Wine (Wine Is Not an Emulator) is an open source program that allows software for Windows to be used in Linux and macOS. It works with the Win16, Win32 and Win64 api and can also be used for DirectX games. DirectX 12 support will take a while, but Wine is an effective solution for all previous variants. However, Wine is not the solution for all games, because in many cases you will encounter a lot of bugs and problems. If the game works, chances are the frame rate will be 10 to 80 percent lower than in Windows. There are many databases available online where users keep track of how Wine works on a game-by-game basis, but different hardware configurations can lead to different results.

06 Lower frame rate

Unfortunately, there is not all good news for Linux. While drivers are getting better, distribution platforms are expanding, and games are increasingly being developed for Linux, performance is still an issue. Benchmarks with a system with an Nvidia Geforce GTX 1070 and an AMD Radeon RX 480 show a clear picture: games run (much) better in Windows, see the table. In all cases, the games were tested with the highest graphics settings and a resolution of 1440 × 2560 pixels. Of the games tested, Sid Meier's Civilization VI was the worst, in Ubuntu both graphics cards did not reach half the framerate in Windows. Metro Last Light Redux and Counter-Strike: Global Offensive did great, the RX 480 even managed to get a higher frame rate in Ubuntu in Metro. Unfortunately, there were other flaws in the Linux variant of Metro Last Light Redux. For example, the graphics settings are limited to one general low-high choice and it is not even possible to adjust the resolution in-game. For advanced settings, it is necessary to user.cfg-file modified with cryptic variables for each option.

07 Still just Windows?

Microsoft Windows has a wider range of games, is easier to use and almost always performs better… so why are people still choosing Linux? The easiest answer is of course the price: Linux is free, while a Windows license costs at least 100 euros per computer. That's not all, though: there's something to be said for open source software, which can – in theory – deliver a better experience. After all, closed source software is released purely for profit, while open source stands for freedom and versatility.

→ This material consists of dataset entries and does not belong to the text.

PR #1360, opened 2024-03-28
refactor: Drop v2 types

pxrl:
A follow-up change would drop all references to V3 types in favour of the vanilla variants. That hasn't been done here to keep this change on the smaller side.

(nb. requires a new sdk-v2 package so it's expected to fail build)

### DIFF
--- a/package.json
+++ b/package.json
@@ -12,7 +12,7 @@
   "dependencies": {
     "@across-protocol/constants-v2": "1.0.14",
     "@across-protocol/contracts-v2": "2.5.4",
-    "@across-protocol/sdk-v2": "0.22.19",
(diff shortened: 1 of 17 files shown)


nicholaspai (approved):

package.json
```diff
@@ -12,7 +12,7 @@
   "dependencies": {
     "@across-protocol/constants-v2": "1.0.14",
     "@across-protocol/contracts-v2": "2.5.4",
-    "@across-protocol/sdk-v2": "0.22.19",
+    "@across-protocol/sdk-v2": "0.23.0",
```
james-a-morris, line 15: Thoughts on bumping to 0.23.1 to include the new fix?

james-a-morris (approved):
One question

PR #1361, opened 2024-03-28
improve(FillUtils): Filter SpokePoolClients by update state

pxrl:
This seems to be almost the only change required to support handling SpokePoolClients that fail to complete their update.

### DIFF
--- a/src/utils/FillUtils.ts
+++ b/src/utils/FillUtils.ts
@@ -1,6 +1,6 @@
 import assert from "assert";
 import { utils as sdkUtils } from "@across-protocol/sdk-v2";
-import { HubPoolClient, SpokePoolClient } from "../clients";
+import { HubPoolClient } from "../clients";
 import { Fill, FillStatus, SpokePoolClientsByChain, V2DepositWithBlock, V3DepositWithBlock } from "../interfaces";
 import { getBlockForTimestamp, getRedisCache } from "../utils";
 import { isDefined } from "./";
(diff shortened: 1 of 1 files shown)


src/utils/FillUtils.ts
```diff
@@ -67,25 +67,25 @@ export async function getUnfilledDeposits(
...
+      const hints = { lowBlock: spokePoolClient.deploymentBlock };
       const startBlock = await getBlockForTimestamp(originChainId, timestamp, blockFinder, redis, hints);
-      originFromBlocks[originChainId] = Math.max(deploymentBlock, startBlock);
+      originFromBlocks[originChainId] = Math.max(spokePoolClient.deploymentBlock, startBlock);
     });
   }
 
   // Iterate over each chainId and check for unfilled deposits.
-  await sdkUtils.mapAsync(chainIds, async (destinationChainId) => {
+  await sdkUtils.mapAsync(chainIds, async (destinationChainId: number) => {
```
pxrl, line 88: Driveby change because tsc is complaining that `destinationChainId` implicitly resolves to `any`.

src/utils/FillUtils.ts
```diff
@@ -67,25 +67,27 @@ export async function getUnfilledDeposits(
   depositLookBack?: number
 ): Promise<{ [chainId: number]: RelayerUnfilledDeposit[] }> {
   const unfilledDeposits: { [chainId: number]: RelayerUnfilledDeposit[] } = {};
-  const chainIds = Object.values(spokePoolClients).map(({ chainId }) => chainId);
+  const chainIds = Object.values(spokePoolClients)
+    .filter(({ isUpdated }) => isUpdated)
+    .map(({ chainId }) => chainId);
```
james-a-morris, line 72: Should we enforce the numeric type of chainId? It would implicitly type the `chainIds`.
```suggestion
    .map(({ chainId }) => Number(chainId));
```

james-a-morris (commented):
One nit

src/utils/FillUtils.ts
pxrl: @james-a-morris `SpokePoolClient.chainId` is explicitly defined as a number, so per current implementation it's not necessary and chainIds should be `number[]`. Is the suggestion to protect against `SpokePoolClient.chainId` changing type?

nicholaspai (approved):

PR #1785, opened 2024-08-26
fix(BundleDataClient): Don't mark deposits in the future as invalid

nicholaspai:
Bundle data client incorrectly marks a deposit as invalid when its origin chain block number is greater than the origin chain bundle end block
- This bug was discovered after https://github.com/across-protocol/relayer/commit/aa1ec0d4b9fe6f902be298632dd01e786e07c17c was deployed and it marked a deposit as invalid. Ironically, it wasn't a deposit that was too old that was triggered an invalid fill, but a deposit that was in the future that was ignored
- I would label this as a fix for a long-standing bug

Separately, increase lookback required for spoke pool clients to better accomodate situation where a fill is sent well after a deposit was mined but before it expired.
- This is a follow up to https://github.com/across-protocol/relayer/commit/aa1ec0d4b9fe6f902be298632dd01e786e07c17c

### DIFF
--- a/src/clients/BundleDataClient.ts
+++ b/src/clients/BundleDataClient.ts
@@ -762,43 +762,40 @@ export class BundleDataClient {
           continue;
         }
 
-        originClient
-          .getDepositsForDestinationChain(destinationChainId)
-          .filter((deposit) => deposit.blockNumber <= originChainBlockRange[1])
-          .forEach((deposit) => {
-            depositCounter++;
-            const relayDataHash = this.getRelayHashFromEvent(deposit);
-            if (v3RelayHashes[relayDataHash]) {
-              // If we've seen this deposit before, then skip this deposit. This can happen if our RPC provider
-              // gives us bad data.
-              return;
-            }
-            // Even if deposit is not in bundle block range, store all deposits we can see in memory in this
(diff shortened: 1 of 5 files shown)


src/clients/BundleDataClient.ts
```diff
@@ -762,43 +762,40 @@ export class BundleDataClient {
           continue;
         }
 
-        originClient
-          .getDepositsForDestinationChain(destinationChainId)
-          .filter((deposit) => deposit.blockNumber <= originChainBlockRange[1])
```
bmzig, line 767: I don't see the difference here. It looks like `olderDepositHashes` and `expiredBundleDepositHashes` will contain the same info after this fix, right?

nicholaspai: The `.filter((deposit) => deposit.blockNumber <= originChainBlockRange[1])` is gone, and now `v3RelayHashes` will contain deposits where `deposit.blockNumber > originChainBlockRange[1]` and then exit shortly after. This way we can now validate fills using the stored deposit

bmzig: I see.

pxrl (approved):

PR #1790, opened 2024-08-28
improve(relayer): Rate-limit repetitive fill-related log messages

bmzig:
We are throwing a lot of `log.warn`s. This PR makes us only log these warns once per new eligible deposit per relayer run.


src/relayer/Relayer.ts
```diff
@@ -1251,4 +1297,13 @@ export class Relayer {
       ? this.clients.tryMulticallClient
       : this.clients.multiCallerClient;
   }
+
+  private getDepositHash(deposit: { depositId: number; originChainId: number }): string {
```
bmzig, line 1301: This function exists in SpokePoolClient.ts in the sdk. Should we move it to a function in utils in the sdk? I don't think we can assume the relayer is holding any spoke pool clients, except for the one on the origin chain (since it was able to observe the deposit there), so otherwise, this can be changed to `this.spokePoolClients[originChainId].getDepositHash(deposit)`.

src/relayer/Relayer.ts
```diff
@@ -180,8 +193,9 @@ export class Relayer {
       return false;
     }
 
+    const logDeposit = this.shouldLogDeposit(deposit);
     if (!this.clients.inventoryClient.validateOutputToken(deposit)) {
-      this.logger[this.config.sendingRelaysEnabled ? "warn" : "debug"]({
+      this.logger[logDeposit ? "warn" : "debug"]({
```
james-a-morris, line 198: I like this in principle, but it hoists the logic of why we're logging into a class function that exists outside this function's scope. I feel like this reduces readability.

src/relayer/Relayer.ts
```diff
@@ -762,12 +786,33 @@ export class Relayer {
     });
 
     // If during the execution run we had shortfalls or unprofitable fills then handle it by producing associated logs.
-    if (tokenClient.anyCapturedShortFallFills()) {
+    const loggableShortfalls = Object.entries(this.depositLogType).filter(
+      ([, logType]) => logType === LogType.Shortfall
+    );
```
james-a-morris, line 791: Are we adding an array iteration to all of these? Does this incur any slowdowns?

src/relayer/Relayer.ts
```diff
@@ -37,10 +37,23 @@ type RepaymentChainProfitability = {
...
+  UnprofitableFill,
+  LoggedUnprofitableFill,
+  Observed,
+}
+
 export class Relayer {
   public readonly relayerAddress: string;
   public readonly fillStatus: { [depositHash: string]: number } = {};
   private pendingTxnReceipts: { [chainId: number]: Promise<TransactionResponse[]> } = {};
+  private depositLogType: { [depositHash: string]: LogType } = {};
```
james-a-morris, line 56: Could this be accomplished with a record of booleans to represent the event being seen before?

james-a-morris (commented):
I'm a bit worried about the added logging complexity and the added array iterations

src/relayer/Relayer.ts
bmzig: The main issue with logging is how we can stop logging the shortfalls. We store the deposit in the token client but only actually keep track of the deposit amount, deposit id, and the destination chain id, which means that when we go inside this function https://github.com/across-protocol/relayer/blob/c7c705fd436e8131938499432e4f7318c65cc152/src/relayer/Relayer.ts#L1106, we don't actually have enough information to get a deposit hash since we need to know both the deposit id and the origin chain id. So either we can refactor the information stored in the inventory client to also keep track of the origin chain id, or we can move the checks outside `handleTokenShortfall()`. As you stated in other comments, this adds runtime complexity. I chose this way at first so I wouldn't need to modify the inventory client, but based off of these comments, that may be the way to go? 

To get back to this question, this can't be a record of booleans unless we change the inventory client since it wouldn't keep enough information about whether or not we logged a shortfall. At minimum, I believe we need a state when the deposit was just observed (i.e. undefined), a state where we can tell the relayer to log the shortfall (e.g. 0), a state where the relayer has logged the shortfall (e.g. 1), and then a state (e.g. 2) for "everything else" (unprofitable fill, observed non-shortfall deposit, etc.). Note "everything else" and the state to log a shortfall can't be combined since once again, we can't derive the deposit hash from within `handleTokenShortfalls()`, so we need to have some special case to only call that if certain conditions about deposits are met.

src/relayer/Relayer.ts
bmzig: See the below comment for this as well. Unless we make changes to the inventory client, I don't think we can avoid this. Although, to be fair, this won't be needed for `handleUnprofitableFills()` since we do have knowledge of the entire deposit in that function.

pxrl: How about we only log about shortfalls on every _n_th loop?

src/relayer/Relayer.ts
pxrl: I'm toying with the idea of precomputing the actual deposit hashes on event ingestion and making it part of the V3FundsDeposited or FilledV3Relay types (i.e. rather than this "hash" variant, which is just a string concatenation of the depositId and originChainId). I think for now we can live this this as-is though.

src/relayer/Relayer.ts
bmzig: That would simplify this significantly. So essentially, pass in the loop number as an argument to `checkForUnfilledDepositsAndFill` and then act accordingly?

bmzig: How about this? https://github.com/across-protocol/relayer/pull/1790/commits/3be14a94f6971883522c08b37fb87fbce5654331

src/relayer/RelayerConfig.ts
```diff
@@ -114,6 +118,7 @@ export class RelayerConfig extends CommonConfig {
     this.minRelayerFeePct = toBNWei(MIN_RELAYER_FEE_PCT || Constants.RELAYER_MIN_FEE_PCT);
 
     this.tryMulticallChains = JSON.parse(RELAYER_TRY_MULTICALL_CHAINS ?? "[]");
+    this.loggingInterval = Number(RELAYER_LOGGING_INTERVAL ?? 25);
```
pxrl, line 121: An interesting variation on this could be to log per x unit of time (i.e. once per minute). That gives us more reliable logging in the face of variable bot loop times.

bmzig: I agree. That probably is more sustainable. Something like this? https://github.com/across-protocol/relayer/pull/1790/commits/4ab6cce81cf1b7a3b61c7a22e75bffe752bb36e8. Logging interval is still there, it's now just time time in seconds before the next shortfall/unprofitable fill log (if available).

src/relayer/RelayerConfig.ts
```diff
@@ -110,6 +114,7 @@ export class RelayerConfig extends CommonConfig {
...
```
pxrl, line 117:
```suggestion
    this.loggingInterval = Number(RELAYER_LOGGING_INTERVAL ?? 30);
```

src/relayer/RelayerConfig.ts
pxrl: I like it!

src/relayer/Relayer.ts
pxrl: We've sidestepped this issue by just rate-limiting the logs. We should be good to go now!

src/relayer/Relayer.ts
pxrl: Has been backed out from this change.

pxrl (approved):

PR #1791, opened 2024-08-29
[WIP] fix(BundleDataClient): Ignore RequestedSlowFill on lite chain deposits

pxrl:


src/clients/BundleDataClient.ts
```diff
@@ -1101,10 +1101,10 @@ export class BundleDataClient {
         if (fillStatus !== FillStatus.Filled) {
           updateExpiredDepositsV3(expiredDepositsToRefundV3, deposit);
         }
-        // If fill status is RequestedSlowFill, then we might need to mark down an unexecutable
-        // slow fill that we're going to replace with an expired deposit refund.
+        // If fill status is RequestedSlowFill and the deposit did not originate on a lite chain, then we might need to
+        // mark down an unexecutable slow fill that we're going to replace with an expired deposit refund.
```
pxrl, line 1105:
```suggestion
        // mark down an unexecutable slow fill that we're going to replace with an expired deposit refund.
```

src/clients/BundleDataClient.ts
```diff
@@ -1101,10 +1101,10 @@ export class BundleDataClient {
...
         // If deposit cannot be slow filled, then exit early.
-        if (fillStatus !== FillStatus.RequestedSlowFill) {
+        if (fillStatus !== FillStatus.RequestedSlowFill || deposit.fromLiteChain) {
```
pxrl, line 1107: One thing to note - I was never able to find a slow fill leaf for this deposit (presumably because we correctly filtered it out due to originating on a lite chain). However, I'm puzzled that we also don't verify the existence of the slow fill leaf as part of this function :thinking:

pxrl:
Closed in favour of https://github.com/across-protocol/relayer/pull/1792

PR #1792, opened 2024-08-29
fix(BundleDataClient): Ignore slow fill requests for lite chains

nicholaspai:
Specifically, patch a couple of branches where we do not currently ignore slow fill requests:
- If a fill replaces a slow fill request for a deposit to or from a lite chain, we should never mark an excess slow fill amount to be returned to the Hub
- If an expired deposit refund supercedes a slow fill request we should never mark an excess slow fill amount to be returned to the Hub

because slow fill requests to or from lite chains are invalid

### DIFF
--- a/src/clients/BundleDataClient.ts
+++ b/src/clients/BundleDataClient.ts
@@ -844,7 +844,12 @@ export class BundleDataClient {
                   // If fill replaced a slow fill request, then mark it as one that might have created an
                   // unexecutable slow fill. We can't know for sure until we check the slow fill request
                   // events.
-                  if (fill.relayExecutionInfo.fillType === FillType.ReplacedSlowFill) {
+                  // slow fill requests for deposits from or to lite chains are considered invalid
+                  if (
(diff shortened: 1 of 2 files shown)


src/clients/BundleDataClient.ts
```diff
@@ -1026,6 +1036,10 @@ export class BundleDataClient {
             fill.relayExecutionInfo.fillType === FillType.ReplacedSlowFill,
             "Fill type should be ReplacedSlowFill."
           );
+          // slow fill requests for deposits from or to lite chains are considered invalid
+          if (deposit.fromLiteChain || deposit.toLiteChain) {
+            return;
+          }
```
pxrl, line 1042: I think we should probably assert that both `fromLiteChain` and `toLiteChain` are false here, since pushing a lite chain event to `fastfillsReplacingSlowFills` should be prevented by the logic at lines 850/851 and 902/903.

pxrl (approved):
LGTM!

PR #1795, opened 2024-08-29
refactor(relayer): Drop SKIP_REBALANCING env configurable

pxrl:
SKIP_REBALANCING and SEND_REBALANCES are opposites, so there's no reason to have support for both.


src/relayer/RelayerClientHelper.ts
```diff
@@ -209,6 +209,7 @@ export async function updateRelayerClients(clients: RelayerClients, config: Rela
   ]);
 
   // Update the token client first so that inventory client has latest balances.
+  clients.tokenClient.clearTokenData();
```
pxrl, line 212: delet

```suggestion
```

nicholaspai (approved):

Paying for extra 'downloadable content' (dlc) at the launch of a game is not included, because a smart guy would immediately release a variant without the paywall. In addition, open source software leads to new innovations much faster. Programmers don't have to reinvent the wheel for basic functionality and can add their own ideas to an existing project. This allows simple ideas to be put into practice faster, resulting in better software.

08 Open source is the future

With such a large open source community, it will be impossible for technology companies to compete with their closed source software in the future. Already there are few start-ups that are trying to bring closed source software to the market. After all, there will always be an open source variant that, with the help of the community, surpasses the closed source software. Companies will therefore have to look for a new business model in which open source is embraced and technological progress is paramount.